(Stored items)
PR #1524, opened 2026-02-04
Add per field `mutable_misa` config options

### LINKED ISSUE #1517: Additional configurability needed for `misa` writability
Right now, we have a global `writable_misa` config option that makes the entire `misa` CSR read-only or read-write. Implementations can make each individual extension bit read-only or read-write, so we need additional granularity here. For example, Spike makes the U and S bits read-only but the rest of the extension bits read-write.

UDB uses `MUTABLE_MISA_A`, `MUTABLE_MISA_B`, etc. as the parameters that control this. We probably need to do something similar.

jordancarlin:
This is one approach to fix #1517 by adding a parameter per extension that has a field in `misa` indicating whether the bit is writable. I think this is easier to use than a bitmask for the whole `misa` CSR, but that is another approach that we should consider.


allenjbaum:
I really really really prefer the bitmap approach; it is a mechanism that
can be used over and over, and if you're writing an entire CSR, that's how
you want to do it instead of having to decompose it into N separate
mechanisms.
That single mechanism will probably handle the great majority of CSRs. MISA
is just one example; there are hundreds of other CSRs that will need to do
the same thing. Do't special case it.

model/core/sys_regs.sail
```diff
@@ -101,24 +98,24 @@ val ext_veto_disable_C : unit -> bool
 
 private function legalize_misa(m : Misa, v : xlenbits) -> Misa = {
   let v = Mk_Misa(v);
-  // Suppress updates to MISA if MISA is not writable or if by disabling C next PC would become misaligned or an extension vetoes
-  if   not(sys_enable_writable_misa) | (v[C] == 0b0 & (nextPC[1] == 0b1 | ext_veto_disable_C()))
+  // Suppress updates to MISA if by disabling C next PC would become misaligned or an extension vetoes
+  if   (v[C] == 0b0 & (nextPC[1] == 0b1 | ext_veto_disable_C()))
```
Timmmm: If C is immutable and hard-coded to 1, and you write 0, should this still ignore the entire write?

Timmmm (commented):
Yeah I'm still on the fence. I kind of think that although at first glance CSRs *seem* nice and uniform and a generic mechanism would work, if you look closer there are all sorts of horrible special snowflakes like `seed`, `sstatus`, `senvcfg`, etc.

Can we see what the alternative would look like for this PR though?

I think something like this?

```
private function legalize_misa(m : Misa, v : xlenbits) -> Misa = {
  let misa_writable_mask : xlenbits = config ...;
  let v = Mk_Misa(v & misa_writable_mask | m.bits & ~(misa_writable_mask));
  ...
```

allenjbaum:
Some CSRs are in  read_only category (predefiined for the entire CSR by
address)
For CSRs not in that category, if there are bits/fields that are readOnly,
and (possibly) others that are not, the writes to readOnly fields are
ignored

I am a bit puzzled about your snowflake example.
Sstatus is a "restricted view" CSR, a copy of Mstatus with some bits
treated as RdOnly0.
I think that lends itself to a mask/value approach, with the mask having a
few more bits set from the status mask (except the 2bit UXL field, FS, and
VS fields are each enums with the same values taken from Mstatus.
The general approach is mask/value for the, CSR as a whole, and multibit RW
fields defined either by hi/lo ranges, or enum (for widths <=6b)

The trickiest part is not so much legalizing the write, but legalizing the
WARL definition as a subset of the spec definition with the
spec'ed constraints
(e.g. bits in a RW field that are defined as RdOnly in implementation are
OK, or a RW field is only large <param> bits wide.

jordancarlin:
This is becoming an issue for ACTs. @pmundkur @nadime15, any further thoughts on this approach? I can update the PR if we are willing to move forward with it. I prefer this to a bitmask, and based on discussions in the Parameters SIG, it sounds like the plan is to use individual parameters when the fields in a CSR are unrelated (which seems to apply to MISA).

model/core/sys_regs.sail
```diff
@@ -101,24 +98,24 @@ val ext_veto_disable_C : unit -> bool
...
   then m
   else [m with
-    A = if hartSupports(Ext_A) then v[A] else 0b0,
-    B = if hartSupports(Ext_B) then v[B] else 0b0,
-    C = if hartSupports(Ext_C) then v[C] else 0b0,
-    D = if hartSupports(Ext_D) & v[F] == 0b1 then v[D] else 0b0,
-    F = if hartSupports(Ext_F) then v[F] else 0b0,
+    A = if hartSupports(Ext_A) then v[A] else if config extensions.A.mutable_misa then m[A] else 0b0,
```
pmundkur: I'm wondering if this should be something like 
```suggestion
    A = if hartSupports(Ext_A) then { if config extensions.A.mutable_misa  then v[A] else m[A] } else 0b0,
```

pmundkur (commented):
I too prefer something like this to a bitmask.  I think we could move forward with this.  I'd add a validation check to disallow setting `extension.X.mutable_misa` to `true` if `extension.X.supported` is false.

model/core/sys_regs.sail
nadime15: Yeah good catch. It needs to otherwise its a bug.

model/core/sys_regs.sail
```diff
@@ -101,24 +98,24 @@ val ext_veto_disable_C : unit -> bool
...
     E = bool_to_bit(base_E_enabled),
-    M = if hartSupports(Ext_M) then v[M] else 0b0,
+    M = if hartSupports(Ext_M) then v[M] else if config extensions.M.mutable_misa then m[M] else 0b0,
     // Q = if hartSupports(Ext_Q) then v[Q] else 0b0, TODO: Not supported yet
-    S = if hartSupports(Ext_S) & v[U] == 0b1 then v[S] else 0b0,
-    U = if hartSupports(Ext_U) then v[U] else 0b0,
-    V = if hartSupports(Ext_V) & v[F] == 0b1 & v[D] == 0b1 then v[V] else 0b0,
+    S = if hartSupports(Ext_S) & v[U] == 0b1 then v[S] else if config extensions.S.mutable_misa then m[S] else 0b0,
+    U = if hartSupports(Ext_U) then v[U] else if config extensions.U.mutable_misa then m[U] else 0b0,
+    V = if hartSupports(Ext_V) & v[F] == 0b1 & v[D] == 0b1 then v[V] else if config extensions.V.mutable_misa then m[V] else 0b0,
```
nadime15: misa.D/S/V cannot actually be set individually under certain circumstances. For example, even if `misa.V` is mutable, immutable misa.F and misa.D effectively prevent `misa.V` from being changed (because the final value depends on what is being read and now the actual fixed value of misa.F and misa.D).

nadime15 (commented):
I agree with @pmundkur. This seems fine.

model/core/sys_regs.sail
jordancarlin: If `misa.F` is not mutable and is set to read-only one, why wouldn't you still be able to change `misa.D` from 1 to 0?

model/core/sys_regs.sail
jordancarlin: Oops. Yes.

model/core/sys_regs.sail
nadime15: I think that’s a different example that you describe which happens to work? Thats why I meant that under certain circumstances, some values cannot be set.

There are other examples where this causes an issue. For example, if F is immutable and set to 1, while D is mutable and currently 0, we could write csrw misa to set D to 1 (with all other bits zero). The guard checks v[F] == 0b1, which is false because the write only carries the D bit. Now D stays 0.

The thing is, the code should not decide what D becomes based on the current input (v) when dealing with immutable bits.

jordancarlin: Ah. Yes. I agree. It needs to do it based on the actual value that will be read back at the end.

jordancarlin:
I'm not sure why the Rocq CI keeps rerunning on this PR. It seems to be on its 3rd attempt, but I haven't rerun it since it is supposed to be failing.

model/postlude/validate_config.sail
```diff
@@ -15,6 +15,57 @@ private function check_privs() -> bool = {
...
+  valid = valid & check_mutable_misa_supported("U", hartSupports(Ext_U), config extensions.U.mutable_misa : bool);
+  valid = valid & check_mutable_misa_supported("V", hartSupports(Ext_V), config extensions.V.mutable_misa : bool);
+  valid = valid & check_mutable_misa_supported("H", hartSupports(Ext_H), config extensions.H.mutable_misa : bool);
+
+  if (config extensions.F.mutable_misa : bool) &
+     ((hartSupports(Ext_D) & not(config extensions.D.mutable_misa : bool)) |
+      (hartSupports(Ext_V) & not(config extensions.V.mutable_misa : bool)))
+  then {
+    valid = false;
+    print_endline("`extensions.F.mutable_misa` is true but `extensions.D.mutable_misa` and/or `extensions.V.mutable_misa` is false: mutable F requires mutable D and V when they are supported.");
```
pmundkur: Perhaps something like this if not too awkward?
```suggestion
    print_endline("`extensions.F.mutable_misa` is true but `extensions.D.mutable_misa` and/or `extensions.V.mutable_misa` is false: mutable misa.F requires mutable misa.D and misa.V when D and V are supported respectively.");
```

model/postlude/validate_config.sail
```diff
@@ -15,6 +15,57 @@ private function check_privs() -> bool = {
...
+  };
+  if (config extensions.D.mutable_misa : bool) & hartSupports(Ext_V) & not(config extensions.V.mutable_misa : bool)
+  then {
+    valid = false;
+    print_endline("`extensions.D.mutable_misa` is true but `extensions.V.mutable_misa` is false: mutable D requires mutable V if V is supported.");
```
pmundkur:
```suggestion
    print_endline("`extensions.D.mutable_misa` is true but `extensions.V.mutable_misa` is false: mutable misa.D requires mutable misa.V if V is supported.");
```

model/postlude/validate_config.sail
```diff
@@ -15,6 +15,57 @@ private function check_privs() -> bool = {
...
+  };
+  if (config extensions.U.mutable_misa : bool) &
+     ((hartSupports(Ext_S) & not(config extensions.S.mutable_misa : bool)) |
+      (hartSupports(Ext_H) & not(config extensions.H.mutable_misa : bool)))
+  then {
+    valid = false;
+    print_endline("`extensions.U.mutable_misa` is true but `extensions.S.mutable_misa` and/or `extensions.H.mutable_misa` is false: mutable U requires mutable S and H when they are supported.");
```
pmundkur:
```suggestion
    print_endline("`extensions.U.mutable_misa` is true but `extensions.S.mutable_misa` and/or `extensions.H.mutable_misa` is false: mutable misa.U requires mutable misa.S and misa.H when S and H are supported respectively.");
```

model/postlude/validate_config.sail
```diff
@@ -15,6 +15,57 @@ private function check_privs() -> bool = {
...
+  };
+  if (config extensions.S.mutable_misa : bool) & hartSupports(Ext_H) & not(config extensions.H.mutable_misa : bool)
+  then {
+    valid = false;
+    print_endline("`extensions.S.mutable_misa` is true but `extensions.H.mutable_misa` is false: mutable S requires mutable H if H is supported.");
```
pmundkur:
```suggestion
    print_endline("`extensions.S.mutable_misa` is true but `extensions.H.mutable_misa` is false: mutable misa.S requires mutable misa.H if H is supported.");
```

model/core/sys_regs.sail
```diff
@@ -122,24 +119,37 @@ val ext_veto_disable_C : unit -> bool
 
 private function legalize_misa(m : Misa, v : xlenbits) -> Misa = {
   let v = Mk_Misa(v);
-  // Suppress updates to MISA if MISA is not writable or if by disabling C next PC would become misaligned or an extension vetoes
-  if   not(sys_enable_writable_misa) | (v[C] == 0b0 & (nextPC[1] == 0b1 | ext_veto_disable_C()))
+
+  // Determine new values for each field taking dependencies into account
+  let A = if hartSupports(Ext_A) then { if config extensions.A.mutable_misa then v[A] else m[A] } else 0b0;
+  let B = if hartSupports(Ext_B) then { if config extensions.B.mutable_misa then v[B] else m[B] } else 0b0;
+  let C = if hartSupports(Ext_C) then { if config extensions.C.mutable_misa then v[C] else m[C] } else 0b0;
```
pmundkur, line 126: I think this should retain the `nextPC[1] == 0b1` and `ext_veto_disable_C()` checks to prevent disabling `C`.  The latter is needed for CHERI; I don't remember what breaks without the `nextPC` check but best to keep it.

pmundkur (changes requested):

model/core/sys_regs.sail
jordancarlin: I don't think I changed that check? It still does that check before changing `misa` and rejects the entire write if the check fails.

The `nextPC` check is required by the spec because you cannot have run an instruction aligned to a 2-byte boundary if you don't support C.

pmundkur: Ah, I missed that it just moved down.

pmundkur (approved):

model/core/sys_regs.sail
```diff
@@ -122,24 +119,37 @@ val ext_veto_disable_C : unit -> bool
...
+  let M = if hartSupports(Ext_M) then { if config extensions.M.mutable_misa then v[M] else m[M] } else 0b0;
+  let F = if hartSupports(Ext_F) then { if config extensions.F.mutable_misa then v[F] else m[F] } else 0b0;
+  let D = if hartSupports(Ext_D) & F == 0b1 then { if config extensions.D.mutable_misa then v[D] else m[D] } else 0b0;
+  // let Q = if hartSupports(Ext_Q) & F == 0b1 & D == 0b1 then { if config extensions.Q.mutable_misa then v[Q] else m[Q] } else 0b0;
+  let V = if hartSupports(Ext_V) & F == 0b1 & D == 0b1 then { if config extensions.V.mutable_misa then v[V] else m[V] } else 0b0;
+  let U = if hartSupports(Ext_U) then { if config extensions.U.mutable_misa then v[U] else m[U] } else 0b0;
+  let S = if hartSupports(Ext_S) & U == 0b1 then { if config extensions.S.mutable_misa then v[S] else m[S] } else 0b0;
+  let H = if hartSupports(Ext_H) & S == 0b1 & U == 0b1 then { if config extensions.H.mutable_misa then v[H] else m[H] } else 0b0;
+  // Suppress updates to MISA if by disabling C next PC would become misaligned or an extension vetoes
+  if   (v[C] == 0b0 & (nextPC[1] == 0b1 | ext_veto_disable_C()))
```
nadime15: I think this should be:
```suggestion
  if   (C == 0b0 & m[C] == 0b1 & (nextPC[1] == 0b1 | ext_veto_disable_C()))
```

model/postlude/validate_config.sail
```diff
@@ -15,6 +15,53 @@ private function check_privs() -> bool = {
...
 }
 
+private function check_mutable_misa_supported(ext_name : string, supported : bool, mutable : bool) -> bool = {
+  if mutable & not(supported) then {
+    print_endline("`extensions." ^ ext_name ^ ".mutable_misa` is true but " ^ ext_name ^ " is not supported: `mutable_misa` must be false for unsupported extensions.");
+    false
+  } else {
+    true
+  }
+}
```
nadime15: Would it be better to remove `check_mutable_misa_supported()` and all calls to it?
```suggestion
```
If someone disables, say, hypervisor, the whole check will fail. I think this might be a bit too constraining. `legalize_misa` already forces the actual bit to 0 anyway.

On top of that, I think the relationships between the C extension and the other extensions are quite complicated. For example if someone disables Zcd and but keeps D the user won't know why check_mutable_misa_config() fails and has to understand somehow the complex relationship between extensions.

But that's your call. I’m fine with either approach.

nadime15 (commented):
This needs a changelog entry mentioning that the writable_misa option was removed and replaced with individual options for each misa bitfield field.

model/postlude/validate_config.sail
jordancarlin: I could go either way. @pmundkur, any opinion?

pmundkur: Agree with @nadime15 ; lets remove it.  We really need to have a more declarative approach to specifying the dependencies between extensions.

jordancarlin: Updated (and agreed that we need to figure out a better way to express dependencies).

pmundkur (approved):

model/postlude/validate_config.sail
nadime15: Removing `check_mutable_misa_supported()` is fine, but I don't think we should remove all the other checks that were introduced in the validator. I can't find the exact commit anymore, but I mean the checks in this change:

https://github.com/riscv/sail-riscv/compare/dd475507644ab2ea5383684c638946e7e5c6dc4a..987f0bbc3b73cb70237299083350795240bb9968

The problem is now that `reset_misa()` sets the bitfields to 1 for every supported extension. For example, say, we support both F and D, but misa.F is mutable while misa.D is immutable. If we then try to clear F and set D, misa.D can end up being cleared as well, even though it is immutable and was set to 1 during reset.

nadime15 (commented):
We still need to add the changelog entry.

PR #1345, opened 2019-12-10
chore(operations): Build `msi` package for Vector

a-rodin:
Closes https://github.com/timberio/vector/issues/1221.

I'm unsure about one thing in the docs: should we call the package manager "MSI" or "Windows Installer"? It is officially called "Windows Installer", but I had troubles with a package manager name containing spaces, so I've set it to "MSI" for now, which is not the official name, but on the other hand is somewhat consistent with package managers like "RPM".


a-rodin:
Thank you. I've tried to run `msiexec /help` to get the official name, it shows this:

```
Windows ® Installer. V 5.0.14393.2430 

msiexec /Option <Required Parameter> [Optional Parameter]
```

So I think "Windows Installer" is a more correct name, although it looks somewhat lenghty:

image image

PR #1346, opened 2019-12-10
fix(testing): Remove sleeps from topology tests

lukesteensen:
We've been seeing some flakiness in these tests on master, so I took a stab at fixing them. These have passed a few thousand times in a row for me locally, so hopefully CI feels the same way.

Instead of relying on sleeps to ensure that our mock source has a chance to process messages, we make its input an unbuffered channel. This means that the `send` future in our test will not resolve until the source actually has possession of the input, as opposed to it sitting in the channel buffer. This should remove all need to worry about timing for these interactions.

### DIFF
--- a/tests/support/mod.rs
+++ b/tests/support/mod.rs
@@ -29,7 +29,7 @@ pub fn sink_failing_healthcheck() -> (Receiver<Event>, MockSinkConfig) {
 }
 
 pub fn source() -> (Sender<Event>, MockSourceConfig) {
-    let (tx, rx) = futures::sync::mpsc::channel(10);
+    let (tx, rx) = futures::sync::mpsc::channel(0);
     let source = MockSourceConfig::new(rx);
     (tx, source)
 }
--- a/tests/topology.rs
+++ b/tests/topology.rs
@@ -33,13 +33,6 @@ fn into_message(event: Event) -> String {
     event.as_log().get(&MESSAGE).unwrap().to_string_lossy()
 }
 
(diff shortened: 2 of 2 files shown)


tests/support/mod.rs
```diff
@@ -29,7 +29,7 @@ pub fn sink_failing_healthcheck() -> (Receiver<Event>, MockSinkConfig) {
 }
 
 pub fn source() -> (Sender<Event>, MockSourceConfig) {
-    let (tx, rx) = futures::sync::mpsc::channel(10);
+    let (tx, rx) = futures::sync::mpsc::channel(0);
```
LucioFranco: I believe this is still technically `1` slot since each sender gets a slot :( This was something that `tokio_sync::mpsc` fixed.

LucioFranco:
Curious how this differs against my approach of waiting on the channel between each send? https://github.com/timberio/vector/blob/master/tests/topology.rs#L87

lukesteensen:
> Curious how this differs against my approach of waiting on the channel between each send? [/tests/topology.rs@`master`#L87](https://github.com/timberio/vector/blob/master/tests/topology.rs#L87) [](/timberio/vector/blob/HEAD@{2019-12-11T16:40:50Z}/tests/topology.rs#L87)

I'd say it's a simpler change and still seems to work decently well :smile: 

I'm going to merge as this seems like a strict improvement over what we had. If we're still seeing test failures on CI we can do the extra work to wait on sink outputs for each of these tests.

- **Task requirements**
Please give back only the lines between the first line of the entries and the line with "Can we see what", both ends included, word for word.

- **Your response**
PR #1524, opened 2026-02-04
Add per field `mutable_misa` config options

### LINKED ISSUE #1517: Additional configurability needed for `misa` writability
Right now, we have a global `writable_misa` config option that makes the entire `misa` CSR read-only or read-write. Implementations can make each individual extension bit read-only or read-write, so we need additional granularity here. For example, Spike makes the U and S bits read-only but the rest of the extension bits read-write.

UDB uses `MUTABLE_MISA_A`, `MUTABLE_MISA_B`, etc. as the parameters that control this. We probably need to do something similar.

jordancarlin:
This is one approach to fix #1517 by adding a parameter per extension that has a field in `misa` indicating whether the bit is writable. I think this is easier to use than a bitmask for the whole `misa` CSR, but that is another approach that we should consider.


allenjbaum:
I really really really prefer the bitmap approach; it is a mechanism that
can be used over and over, and if you're writing an entire CSR, that's how
you want to do it instead of having to decompose it into N separate
mechanisms.
That single mechanism will probably handle the great majority of CSRs. MISA
is just one example; there are hundreds of other CSRs that will need to do
the same thing. Do't special case it.

model/core/sys_regs.sail
```diff
@@ -101,24 +98,24 @@ val ext_veto_disable_C : unit -> bool
 
 private function legalize_misa(m : Misa, v : xlenbits) -> Misa = {
   let v = Mk_Misa(v);
-  // Suppress updates to MISA if MISA is not writable or if by disabling C next PC would become misaligned or an extension vetoes
-  if   not(sys_enable_writable_misa) | (v[C] == 0b0 & (nextPC[1] == 0b1 | ext_veto_disable_C()))
+  // Suppress updates to MISA if by disabling C next PC would become misaligned or an extension vetoes
+  if   (v[C] == 0b0 & (nextPC[1] == 0b1 | ext_veto_disable_C()))
```
Timmmm: If C is immutable and hard-coded to 1, and you write 0, should this still ignore the entire write?

Timmmm (commented):
Yeah I'm still on the fence. I kind of think that although at first glance CSRs *seem* nice and uniform and a generic mechanism would work, if you look closer there are all sorts of horrible special snowflakes like `seed`, `sstatus`, `senvcfg`, etc.

Can we see what the alternative would look like for this PR though?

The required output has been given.